On a cold evening I had stayed a little longer at work. Under the window hung a bunch of youngsters. One of them suddenly saw me, probably to his shock. He decided to yell CANCER WHORE very loudly at me and ran away. I joked to my colleagues that I assumed it was slang for “Oh wow, there’s that nice lady who puts her heart and soul into a PhD program to help cancer patients and their loved ones”. I absolutely did not feel addressed, because I am 100% sure that I am not a whore. Plus, I completely assumed I didn’t have cancer. That was a year ago. Less than three weeks later it became clear that I had a tumor of 9 cm in my chest and multiple metastases in armpit and bones.
If there’s anything I’ve had to learn in the past year, it’s that I’m apparently a poor predictor of whether I have cancer and if so, what it’s doing to my body. On January 10th. there was also such a complete surprise when suddenly my whole head turned out to be full of cancer.
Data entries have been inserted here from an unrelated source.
PR #592, opened 2020-11-16
Fix warc pattern

PsypherPunk:


PsypherPunk:
Apologies, didn't correctly check the target.

Issue #598, opened 2020-12-04
Indexing errors on Content-Type: multipart/form-data when "boundary" is missing


ldko:
## Describe the bug

When indexing a WARC file with records containing `Content-Type: multipart/form-data` (missing "boundary" such as in `multipart/form-data; boundary=----WebKitFormBoundaryrdRXu11VSoXKFFBV`), the indexing fails at:

https://github.com/webrecorder/pywb/blob/7b51101b040628ce6ceddb7bd79440b03c0081d4/pywb/warcserver/inputrequest.py#L262

with `ValueError: Invalid boundary in multipart form: b''`

## Steps to reproduce the bug
Download this [sample WARC](https://webarchive.library.unt.edu/thumbs/UNT-20201119192756453-00043-oirxa9z4.warc.gz) (created with Brozzler) that contains records with `Content-Type: multipart/form-data`.
Try to index the WARC.

## Expected behavior
The indexing process should not choke on the inadequate Content-Type header.

## Environment

- OS: Ubuntu 18.04.5
- Python 3.7.6

ldko:
Fixed in #599 .

PR #599, opened 2020-12-04
Handle Content-Type multipart/form-data without boundary

ldko:
## Description

Catches `ValueError` on a multipart/form-data mime when "boundary" is missing, and handles it in the same way as an earlier condition for 'application/x-www-form-urlencoded' erroring on `UnicodeDecodeError`.  When I try to run the tests with `python setup.py test`, test_proxy.py tests fail, but this seems unrelated and is the same when I run them on the `master` branch.

## Motivation and Context

Fix for #598 to handle a `ValueError` on a multipart/form-data mime when "boundary" is missing.

## Types of changes

## Checklist:

### DIFF
--- a/pywb/indexer/test/test_indexing.py
+++ b/pywb/indexer/test/test_indexing.py
@@ -463,6 +463,104 @@ com,example)/xyz.pdf 20140401052011 http://example.com/xyz.pdf application/http 
 """
 
 
+def test_multipart_form():
+    test_data = b'\
+WARC/1.0\r\n\
+WARC-Type: response\r\n\
+WARC-Record-ID: <urn:uuid:073fac44-c383-4a2b-980d-76fec83bd20d>\r\n\
+WARC-Date: 2020-11-19T19:54:34Z\r\n\
+WARC-Target-URI: https://example.com/ajax/bz?foo=bar\r\n\
+Content-Type: application/http;msgtype=response\r\n\
+WARC-Payload-Digest: sha1:3I42H3S6NNFQ2MSVX7XZKYAYSCX5QBYJ\r\n\
+Content-Length: 48\r\n\
+WARC-Block-Digest: sha1:XN45YTSBLG5PLJ4HA7DRDYGJBM5VW4UO\r\n\
+\r\n\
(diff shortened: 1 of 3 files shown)


ikreymer:
Out of curiosity, what version of python are you running with?
I have not been able to repro this error with the supplied WARC in Python 3.6+ in either Ubuntu or OSX, wonder if it only happens in an older python? But, good to have just in case anyway.

ldko:
Hrrrm...I have gotten the error on Ubuntu 18.04.5 running in a Python 3.7.6 env and a 3.6.9 env when trying to index [this  warc](https://webarchive.library.unt.edu/thumbs/UNT-20201119192756453-00043-oirxa9z4.warc.gz) and another (autoindex or using `wb-manager index`). Running `python setup.py install` on that machine in Python 3.4 or 3.5, the install fails with trying to install the markupsafe depdendency, but I haven't looked into that.

I have also tried this on another machine running Ubuntu 20.04 in Python 3.8.5 and see the same issue:
```
$ wb-manager init test
$ wb-manager add test UNT-20201119192756453-00043-oirxa9z4.warc.gz 
2020-12-05 10:49:21,350: [INFO]: Copied /home/gitty/pywb/UNT-20201119192756453-00043-oirxa9z4.warc.gz to /home/gitty/pywb/collections/test/archive
Error: Invalid boundary in multipart form: b''
```

ikreymer:
Ah, thanks for the steps. Heh, my mistake, i was testing it with just cdx-indexer which of course did not have the write settings by default!

ikreymer:
Could you add a quick test record with an invalid boundary?
Probably simplest would be to add to: https://github.com/webrecorder/pywb/blob/master/pywb/indexer/test/test_indexing.py similar to the other examples there.

ldko:
@ikreymer I have added a few tests: one for a regular well-formed multipart/form-data type that passes in master and this branch and a couple tests where the boundary part is missing which fail in master and pass on this branch. Let me know if you want to see any changes. Thanks!

ikreymer:
Thanks!

PR #603, opened 2020-12-29
Catch uWSGI TypeError for invalid headers

kaij:
Catch TypeError thrown by uWSGI in addition to UnicodeError

## Motivation and Context

The fix for invalid headers merged with webrecorder/pywb#536 seems not to be working with Docker/uWSGI/Python3. Looking at https://github.com/unbit/uwsgi/blob/master/plugins/python/wsgi_headers.c#L140, uWSGI is throwing a TypeError, not a UnicodeError. However, UnicodeError is correct when not using uWSGI (e.g. run with cli.py).

Catching the TypeError solves the replay problem also when running pywb with Docker/uWSGI/Python3.

## Types of changes

## Checklist:

### DIFF
--- a/pywb/apps/wbrequestresponse.py
+++ b/pywb/apps/wbrequestresponse.py
@@ -164,7 +164,7 @@ class WbResponse(object):
         try:
             start_response(self.status_headers.statusline,
                            self.status_headers.headers)
-        except UnicodeError:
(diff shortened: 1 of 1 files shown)


ikreymer:
That makes sense, thanks for the fix!

PR #604, opened 2021-01-05
Fix default banner css namespacing

kaij:
## Description
Added prefix/namespace to css class "mobile" (new: "_wb_mobile") in the default files. 

## Motivation and Context
As the banner CSS may get injected, this can lead to conflicts with the replayed site if a "mobile" class is used.

## Types of changes

## Checklist:

### DIFF
--- a/pywb/static/default_banner.css
+++ b/pywb/static/default_banner.css
@@ -159,7 +159,7 @@
     overflow: scroll;
 }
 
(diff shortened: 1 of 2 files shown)


ikreymer:
Ah yes, this was intended for use with the framed replay, but can be an issue in frameless mode. Nice find!

PR #606, opened 2021-01-20
Default closest_limit to 100 instead of 10

anjackson:
## Description

Raise the default limit of the number of records returned when querying CDX for the closest records.

## Motivation and Context

At UKWA we're hitting cases where crawl variation means we have e.g. a lot of redirect records and in these cases the 10 record limit is too low.  I can't see any way of configuring this value, so I'm proposing the default is raised.

## Types of changes

## Checklist:


ikreymer:
Thanks! Yeah, I think that should be fine, I don't know if there's a need to set the limit lower, so this seems sufficient.
Can add an option to configure the limit if it becomes an issue.

PR #620, opened 2021-03-05
Fix ACL loading for auto collections

sebastian-nagel:
To make the ACL checker work for automatic collections: pass the collection name to the ACL checker, so that the ACL loader is able to expand the template paths (`{coll}/acl/`).


ikreymer:
Thanks for the fix, checked locally.. Will try to add some tests, thought this was working before, but clearly not!

PR #631, opened 2021-03-22
Zipnum index: fail if counting pages with filter params

sebastian-nagel:
## Description

Do not apply any filters (param filter, from, to, closest) if counting pages (param showNumPages=true) to avoid that the CDX filter/processing fails if it tries to read keys not present in a page-count result.

## Motivation and Context

Avoid error responses "HTTP 500 Internal Error: 'urlkey'" (also 'url' or 'timestamp') which are not helpful.

Ev., could also argue to turn these into bad request responses. The solution here tries to be backward-compatible to PyWB 0.33.2 where filter params are simply ignored.

## Types of changes

## Checklist:

### DIFF
--- a/pywb/warcserver/index/aggregator.py
+++ b/pywb/warcserver/index/aggregator.py
@@ -37,7 +37,9 @@ class BaseAggregator(object):
 
         cdx_iter, errs = self.load_index(query.params)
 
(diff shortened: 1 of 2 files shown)


ikreymer:
Makes sense. The pageCount never did take into account any other filters, so probably ok to ignore to be compatible.

PR #633, opened 2021-04-13
xmlquery: use compressed length when available

ato:
## Description

Use the compressed length when it's available in XmlQueryIndexSource.

The field is confusingly misnamed `compressedendoffset` in the XML but [OpenWayback](https://github.com/iipc/openwayback/blob/c7fac11479ee4447a71ee337f91018f7808757a2/wayback-core/src/main/java/org/archive/wayback/resourceindex/cdx/format/CompressedLengthCDXField.java#L33) and consequently [OutbackCDX](https://github.com/nla/outbackcdx/blob/5094be4e12f76d083edc72ba2af2d8150dc5170b/src/outbackcdx/XmlQuery.java#L151) actually use this for the "S" CDX field (compressed length).

## Motivation and Context

Without this field when WARC files are accessed over HTTP pywb will make open byte range requests which results in a lot more data being read from disk than necessary.

CC @anjackson 

N/A

## Types of changes

## Checklist:
- [ ] All new and existing tests passed.  _(test_force_https failures seem unrelated. I get the same failures with the master branch prior to this change.)_

### DIFF
--- a/pywb/warcserver/index/indexsource.py
+++ b/pywb/warcserver/index/indexsource.py
@@ -314,6 +314,11 @@ class XmlQueryIndexSource(BaseIndexSource):
         cdx['digest'] = self.gettext(item, 'digest')
         cdx['offset'] = self.gettext(item, 'compressedoffset')
         cdx['filename'] = self.gettext(item, 'file')
+
+        length = self.gettext(item, 'compressedendoffset')
+        if length:
+            cdx['length'] = length
+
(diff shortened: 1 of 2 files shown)


ikreymer:
Makes sense, I didn't know this field existed in XmlQueryIndexSource. As long as its safe to assume that `compressedendoffset` is always the length, and *not* the end offset.

PR #655, opened 2021-07-06
fix errors in docs/manual/rewriter.rst

yume-chan:
1. Missing a line break.
    image
2. Thoese Python modules are called [`pywb.rewrite.*`](https://github.com/webrecorder/pywb/blob/81308780ecc17a393b684d320d80dada309b4694/pywb/rewrite/default_rewriter.py), not `pywb.rewriter`


ikreymer:
Thanks!

Issue #656, opened 2021-07-06
Searching for urls with semicolons fails because URL sent to backend is cutoff before the first semicolon in the url


maeb:
https://github.com/webrecorder/pywb/blob/81308780ecc17a393b684d320d80dada309b4694/pywb/static/search.js#L125

The url search parameter (every search parameter) should be encoded like this:
`var query = [window.wb_prefix + '*?url=' + encodeURIComponent(url)]; `

**Example:**

`cdx?url=https://akamai.vgc.no/drfront/images/2021/07/05/c=0,58,2000,440;w=1080;h=238;617673.jpg&output=json`

gets converted in the backend to a request like the following to the cdxj api server:

```
index?url=https%3A//akamai.vgc.no/drfront/images/2021/07/05/c%3D0%2C58%2C2000%2C440&closest=&matchType=prefix
```

EDIT: add example

maeb:
Referencing https://datatracker.ietf.org/doc/html/rfc3986#appendix-A that confirms semicolon is member of the sub-delims set of characters which in turn is allowed in the path segment.

PR #657, opened 2021-07-06
Encode url search parameter when performing query

maeb:
## Description

Searching for URL's with semicolons fails because the url search paramater is not encoded in the request from the frontend to the backend. The backend receives the full URL but in the request to the CDXJ server the request is cutoff at (and including) the first semicolon.
## Motivation and Context

#656 
## Types of changes

- [ X] Bug fix (non-breaking change which fixes an issue)

## Checklist:

### DIFF
--- a/pywb/static/search.js
+++ b/pywb/static/search.js
@@ -122,7 +122,7 @@ function clearFilters(event) {
 }
 
 function performQuery(url) {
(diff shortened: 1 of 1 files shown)


ikreymer:
Thanks!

With gleeful glee in my eyes, I recently realized that this doesn’t necessarily mean that I am always overwhelmed by bad news. After all, the fact that I don’t understand anything can also offer unexpectedly favorable insights and outcomes. Like that the increasing package of physical discomfort I experience may not be the result of cancer or the inflammation around the eight major tumors and damaged membranes in my head. Perhaps those discomforts only come from the drug Dexamethasone and from the short nights that I always make. After all, for two months I have been sleeping on nights at most 4 to 6 hours.
I love experiments and so – completely against my own expectations of a terminal trajectory – I am now weaning off the Dexamethasone. This has to be done slowly and in very small steps, otherwise my body will rear up. I am now on a clearly lower daily intake than when I started two months, without the predicted functional impairment and without an increase in headache. My plane is flying well.
Maybe I started January 10 with too much Dexamethasone that my head doesn’t need yet. Or maybe the inner peace I have experienced since then has a positive effect on the inflammation sources around my tumors. In short: the fact that the reduction is successful says nothing about the amount of cancer in my head that can simply have increased in the meantime. When I finally understand in all modesty that I don’t understand cancer, I better be consistent. And enjoy all the days that are much better than I had dared to dream on January 10.
As of today, again half a pill less!